Brief: For each line below that contains the word "them", make a copy.

##### Recorded data

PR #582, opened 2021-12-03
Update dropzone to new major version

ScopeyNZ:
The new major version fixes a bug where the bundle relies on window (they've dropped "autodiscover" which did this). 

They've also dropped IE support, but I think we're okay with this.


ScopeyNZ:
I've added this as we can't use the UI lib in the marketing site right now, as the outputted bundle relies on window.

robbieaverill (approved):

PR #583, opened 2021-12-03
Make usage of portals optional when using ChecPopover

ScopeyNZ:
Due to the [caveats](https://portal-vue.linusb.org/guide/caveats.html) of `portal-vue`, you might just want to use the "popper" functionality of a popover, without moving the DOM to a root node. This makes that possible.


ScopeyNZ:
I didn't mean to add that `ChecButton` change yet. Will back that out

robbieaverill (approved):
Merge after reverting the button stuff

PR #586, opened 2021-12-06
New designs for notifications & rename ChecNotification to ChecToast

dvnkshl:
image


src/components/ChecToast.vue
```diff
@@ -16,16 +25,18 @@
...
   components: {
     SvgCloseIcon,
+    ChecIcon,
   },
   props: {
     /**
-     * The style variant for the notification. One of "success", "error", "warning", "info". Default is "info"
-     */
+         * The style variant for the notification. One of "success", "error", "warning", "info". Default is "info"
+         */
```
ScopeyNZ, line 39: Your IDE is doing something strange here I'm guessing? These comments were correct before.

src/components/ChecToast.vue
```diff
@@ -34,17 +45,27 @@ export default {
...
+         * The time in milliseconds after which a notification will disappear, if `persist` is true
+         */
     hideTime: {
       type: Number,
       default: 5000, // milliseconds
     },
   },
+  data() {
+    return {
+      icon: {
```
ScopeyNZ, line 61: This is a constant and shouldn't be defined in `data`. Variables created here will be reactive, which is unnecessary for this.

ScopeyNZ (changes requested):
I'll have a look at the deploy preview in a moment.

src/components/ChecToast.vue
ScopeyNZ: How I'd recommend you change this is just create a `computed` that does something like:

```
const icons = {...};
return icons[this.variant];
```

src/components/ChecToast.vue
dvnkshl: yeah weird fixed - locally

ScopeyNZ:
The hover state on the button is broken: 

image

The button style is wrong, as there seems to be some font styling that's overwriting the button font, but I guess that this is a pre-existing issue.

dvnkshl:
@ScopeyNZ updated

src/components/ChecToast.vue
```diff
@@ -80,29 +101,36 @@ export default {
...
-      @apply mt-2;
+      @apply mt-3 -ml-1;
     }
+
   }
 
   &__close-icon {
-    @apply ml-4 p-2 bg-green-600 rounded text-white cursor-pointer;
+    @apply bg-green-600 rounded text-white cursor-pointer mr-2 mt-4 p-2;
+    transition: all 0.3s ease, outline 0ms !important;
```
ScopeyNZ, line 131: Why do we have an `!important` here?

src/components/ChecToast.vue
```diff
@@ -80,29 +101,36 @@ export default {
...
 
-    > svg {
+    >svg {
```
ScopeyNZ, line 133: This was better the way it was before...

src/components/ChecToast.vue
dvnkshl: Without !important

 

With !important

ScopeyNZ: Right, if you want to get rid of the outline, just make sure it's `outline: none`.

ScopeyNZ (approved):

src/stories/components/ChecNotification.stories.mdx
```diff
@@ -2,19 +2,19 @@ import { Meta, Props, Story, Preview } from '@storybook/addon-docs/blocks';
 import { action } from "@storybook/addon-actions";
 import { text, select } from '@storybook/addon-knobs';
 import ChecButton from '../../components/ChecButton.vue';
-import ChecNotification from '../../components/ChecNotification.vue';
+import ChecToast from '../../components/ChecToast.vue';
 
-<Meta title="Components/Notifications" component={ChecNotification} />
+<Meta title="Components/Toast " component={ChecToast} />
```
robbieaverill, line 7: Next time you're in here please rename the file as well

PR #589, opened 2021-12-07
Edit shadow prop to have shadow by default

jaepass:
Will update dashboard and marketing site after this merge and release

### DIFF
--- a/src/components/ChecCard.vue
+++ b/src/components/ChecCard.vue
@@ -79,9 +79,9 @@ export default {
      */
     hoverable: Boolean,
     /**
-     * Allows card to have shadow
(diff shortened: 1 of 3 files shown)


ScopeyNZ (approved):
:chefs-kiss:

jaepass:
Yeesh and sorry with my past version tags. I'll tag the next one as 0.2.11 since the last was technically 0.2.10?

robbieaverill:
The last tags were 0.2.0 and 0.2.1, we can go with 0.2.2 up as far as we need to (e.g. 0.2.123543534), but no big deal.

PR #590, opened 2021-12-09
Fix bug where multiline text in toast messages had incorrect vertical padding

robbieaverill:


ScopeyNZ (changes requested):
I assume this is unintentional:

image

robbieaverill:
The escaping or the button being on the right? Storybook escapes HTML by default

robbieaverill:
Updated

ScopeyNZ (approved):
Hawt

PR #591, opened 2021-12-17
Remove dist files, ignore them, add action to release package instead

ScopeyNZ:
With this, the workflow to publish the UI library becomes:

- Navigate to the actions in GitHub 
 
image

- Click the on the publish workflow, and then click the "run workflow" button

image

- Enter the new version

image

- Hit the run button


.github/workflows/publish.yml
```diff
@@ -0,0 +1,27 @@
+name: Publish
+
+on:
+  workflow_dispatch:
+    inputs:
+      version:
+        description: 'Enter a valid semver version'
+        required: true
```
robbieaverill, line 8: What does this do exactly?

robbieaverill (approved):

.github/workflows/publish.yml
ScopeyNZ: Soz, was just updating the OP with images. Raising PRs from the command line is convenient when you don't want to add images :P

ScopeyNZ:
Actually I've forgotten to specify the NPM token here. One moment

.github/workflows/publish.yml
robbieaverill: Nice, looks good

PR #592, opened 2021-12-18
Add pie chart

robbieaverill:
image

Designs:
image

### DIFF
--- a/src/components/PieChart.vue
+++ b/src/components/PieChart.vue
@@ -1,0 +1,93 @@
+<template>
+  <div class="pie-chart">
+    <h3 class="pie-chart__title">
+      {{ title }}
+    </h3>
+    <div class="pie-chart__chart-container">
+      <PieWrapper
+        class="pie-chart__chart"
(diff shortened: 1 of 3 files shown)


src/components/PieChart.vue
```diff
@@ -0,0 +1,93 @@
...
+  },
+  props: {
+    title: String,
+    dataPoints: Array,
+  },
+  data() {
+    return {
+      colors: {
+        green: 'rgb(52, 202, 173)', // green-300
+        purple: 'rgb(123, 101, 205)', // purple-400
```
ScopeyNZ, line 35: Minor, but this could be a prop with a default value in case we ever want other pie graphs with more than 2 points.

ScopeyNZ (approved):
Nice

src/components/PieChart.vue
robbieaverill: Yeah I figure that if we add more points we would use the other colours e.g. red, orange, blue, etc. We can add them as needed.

##########

Finished task:
Remove dist files, ignore them, add action to release package instead
robbieaverill: Yeah I figure that if we add more points we would use the other colours e.g. red, orange, blue, etc. We can add them as needed.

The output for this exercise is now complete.